Dataset records
--- START ---

PR #4258, opened 2025-06-10
Add: `getopt` function

jordalgo:
This function provides a way to get named command
line arguments passed to bpftrace after a double dash.

Example:
```
bpftrace -e 'BEGIN { print((getopt("aa", 10), getopt("bb", "hello"), getopt("cc"))); }' -- --cc --bb=bye
```
This prints (10, bye, 1)

The `getopt` function call is always replaced
before semantic analysis in the cli_opts pass
with a literal AST node (string, integer, or negative integer). This will be changed for AOT in a follow-up PR,
whereby we will make these global values that
get set and looked up at runtime.

##### Checklist


src/util/format.cpp
```diff
@@ -97,4 +98,13 @@ std::string hex_format_buffer(const char *buf,
   return str;
 }
 
+std::string to_lower(const std::string &original)
```
amscanne, line 101: IIRC we have this elsewhere (maybe it's `to_upper`?)? Can you refactor and standardize so we don't have duplication, maybe this just means a stacked change to centralize the existing `to_upper`/`to_lower` in this file.

src/util/str_to_bool.cpp
```diff
@@ -0,0 +1,19 @@
+#include "util/str_to_bool.h"
+#include "util/format.h"
+#include <string>
+
+namespace bpftrace::util {
+
+bool is_str_bool_truthy(const std::string &value)
```
amscanne: We have this functionality in the `ConfigParser<bool>`. I think as a separate change, can you generalize from `ConfigParser<...>` to `Parser<...>` and we can just have a `util/parsers.h` or `parsers/bool.h` with these implementation? Just trying to avoid a return to the old `util` where there's a lot of overlapping/duplicate functionality.

src/ast/passes/semantic_analyser.cpp
```diff
@@ -1655,6 +1655,8 @@ If you're seeing errors, try clamping the string sizes. For example:
       }
     }
     call.return_type = CreateUInt64();
+  } else if (call.func == "getopt") {
+    LOG(BUG) << "getopt function call should have been replaced at this point.";
```
amscanne: I don't think you need a dedicated `BUG` here as this should fail when it hits the final `else`. We should be okay with slowly eliminating function cases from the semantic analyzer, and not replacing everything with a call to `BUG` :)

src/ast/passes/cli_opts.cpp
```diff
@@ -0,0 +1,127 @@
...
+                     << named_args_.at(arg_name->value);
+  } catch (const std::out_of_range &) {
+    call->addError() << "Value for command line option '" << arg_name->value
+                     << "' is out of range. Got: "
+                     << named_args_.at(arg_name->value);
+  }
+}
+
+Pass CreateCLIOptsPass(
+    const std::unordered_map<std::string, std::string> &named_args)
```
amscanne, line 127: This is good for a POC, but I think the actual pass needs to be able to handle AOT properly.

Just as a possible suggestion: IMO, this pass could "desugar" the getopt function and replace with the use of scalar maps. Then it could return some metadata about those maps (including help message, default values, etc.):

```
class OptionMaps : public ast::State<"option-maps"> {
public:
   std::map<std::string, Option<std::string>> strings;
   std::map<std::string, Option<bool>> bools;
   std::map<std::string, Option<int64_t>> integers;
};
```

That metadata would be consumed by the resource analyzer / semantic analyzer, which would be able to associate types with those maps. It would also be consumed at the end (extracted from the pass) for the runtime to parse those arguments and set the values. Whether these actually materialize as maps and/or consts is totally an implementation decision later in the pipeline (because we're probably want to be able to optimize *all* read-only maps into const values, and just have that apply universally to these maps as well).

src/util/format.cpp
jordalgo: There is no `to_upper`. And this change already consolidates this logic with the `Config` class (just not in a separate commit -  I can split it out if desired).

src/util/str_to_bool.cpp
jordalgo: See above. ConfigParser calls this function now. I can change the name to parsers.h though.

src/ast/passes/cli_opts.cpp
jordalgo: Yeah, as per my commit message, AOT support will be in a follow-up PR but I'll try out what you suggested. I'll also work on a follow-up PR that automatically converts all read-only maps into const values.

jordalgo:
@amscanne I'm going to work on the map decl stuff for `getopt` in a separate PR as that's a bit more complicated. We have to create the map and then pre-populate it with the argument value (or default) after program load but before attachment (which isn't hard but we just don't have a mechanism for that yet -- I don't think).

src/util/format.cpp
amscanne: Oh, not sure why I didn't grok that. Amazing!

src/main.cpp
```diff
@@ -296,10 +297,39 @@ std::vector<std::string> extra_flags(
   return extra_flags;
 }
 
-void CreateDynamicPasses(std::function<void(ast::Pass&& pass)> add)
+struct Args {
+  std::string pid_str;
```
amscanne, line 315: Thinking out loud: I guess one downside to this specific proposal is that we did lose the unification with existing args (e.g. `opts.pid` as a thing). But honestly I think that with the pid filtering working as is, it would be worth thinking about that some more and seeing if it still makes sense.

src/ast/passes/cli_opts.cpp
amscanne: I don't think you should land it without working with AOT, IMO it's just part of the design, unless there's some urgent need. The optimization (converting read-only maps) can come later. I wouldn't block anything, I just think you won't flesh out the feature properly until you have those parts.

src/main.cpp
```diff
@@ -624,11 +628,63 @@ Args parse_args(int argc, char* argv[])
...
+    // We want to load positional params before the driver runs so they can be
+    // used inside attach point definitions.
+    std::string named_arg;
+    bool found_named_arg_start = false;
     while (optind < argc) {
-      args.params.emplace_back(argv[optind]);
+      auto new_arg = std::string(argv[optind]);
       optind++;
+
+      if (new_arg.starts_with("--")) {
```
amscanne: This seems backwards to me.

It seems that you are requiring it to be parsed as:

```
bpftrace <opts> mytool.bt first second third --foo=bar --bar=baz
```

But the following is how you would conventionally do this:

```
bpftrace <opts> mytool.bt --foo=bar --bar=baz first second third
```

In fact, I would not expect the `--foo=...` to actually parse as an option in that first case, they should be `$4` and `$5` respectively. If I do the natural thing (second case), then I would have an error like: `Multiple values for a single named argument are not yet supported` and be thoroughly confused.

I think there's strong conceptual alignment that what *getopt* should be doing is allowing the parsing of options from the effective "program arguments", and reducing the set of positional arguments to the "real" positional arguments. There are some choices there, but I don't think it should invert the traditional understanding of positional arguments vs. options and behavior the opposite of a classic `getopt`.

Here is a strawman for how to handle the ambiguity here that may be more natural, I'd be curious for feedback:

* I **doubt** that anyone is trying to use a positional argument of the form `--...`. Maybe we can just parse all "program arguments" (everything from `optind`) as potential named arguments. If they start with `--` they get parsed, otherwise positional. If there is an explicit `--`, then parsing stops and all subsequent arguments are positional. (This also lets you simplify a lot of the code below, since you don't need to remember the last arg, nor do you have the error edge cases.)
* The way to deal with `--foo bar` vs `--foo --bar` is simple: require the arguments to use `=`. I think it's justified since we don't know what they are when we're parsing, so just require the `--foo=bar` form.
* As an additional backstop, if an argument is provided (e.g. `--foo=bar`) but it either a) isn't referred to by any `getopt` call, or b) has a value with the wrong type (can't be parsed, etc.), that's an error. This makes it hard to mess up.

src/util/str_to_bool.cpp
amscanne: Whatever your prefer. `str_to_bool` seems *overly* specific IMO, but I don't object. Maybe `format` just needs renaming to `stings` or something with a bunch of string functions.

man/adoc/bpftrace.adoc
```diff
@@ -188,6 +188,16 @@ Print bpftrace version information.
 Enable verbose messages.
 For more details see the <<Verbose Output>> section.
 
+=== Program Options
+
+You can also pass custom options to a bpftrace program/script itself via positional or named parameters.
+All positional parameters need to come before any named parameters e.g.
```
amscanne: I noticed this while reading the parsing code, and have a long comment/proposal below. We can discuss there, I just wanted to note that this isn't really how positional parameters normally work, and therefore we would be introducing a rather sharp edge right away.

src/main.cpp
jordalgo: Good call - I didn't realize there was this convention of having named arguments come first. From what I was reading everything after a double dash is considered a positional param anyway even if it is prefixed with "--" (as you alluded to).

> require the arguments to use =

Sounds good. However, I think it works if we allow boolean flags e.g. this should be fine `--foo --bar`. Both would be set to true.

>  either a) isn't referred to by any getopt call, or b) has a value with the wrong type (can't be parsed, etc.), that's an error

Ack. Will fix.

src/util/str_to_bool.cpp
jordalgo: kk, made a single `strings` util that merges this and `format`

src/ast/passes/cli_opts.cpp
jordalgo: What is the concern about the current implementation that you think won't be compatible with AOT? They are going to be different code paths whereby we do compile time replacement for non-AOT and global setting/lookup for AOT. Waiting for AOT, which users can't even use right now, seems counter to our current "move fast" goal - especially as this is a feature we've wanted to ship for a long time.

src/main.cpp
jordalgo: Why couldn't we make those available (in the future) to `getopt` e.g. `getopt("pid")` ? Also what other current long options do you think users need to access in their programs?

amscanne:
> @amscanne I'm going to work on the map decl stuff for `getopt` in a separate PR as that's a bit more complicated. We have to create the map and then pre-populate it with the argument value (or default) after program load but before attachment (which isn't hard but we just don't have a mechanism for that yet -- I don't think).

This is basically the AOT design ;) I would roll it into that if you're going to do it separately, don't have two separate code paths for how this works internally.

jordalgo:
Working on an alternative solution using global vars so it works for AOT as well.
- https://github.com/bpftrace/bpftrace/pull/4267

--- END ---

Take each line above that contains "works" and copy it out.

Sounds good. However, I think it works if we allow boolean flags e.g. this should be fine `--foo --bar`. Both would be set to true.
This is basically the AOT design ;) I would roll it into that if you're going to do it separately, don't have two separate code paths for how this works internally.
Working on an alternative solution using global vars so it works for AOT as well.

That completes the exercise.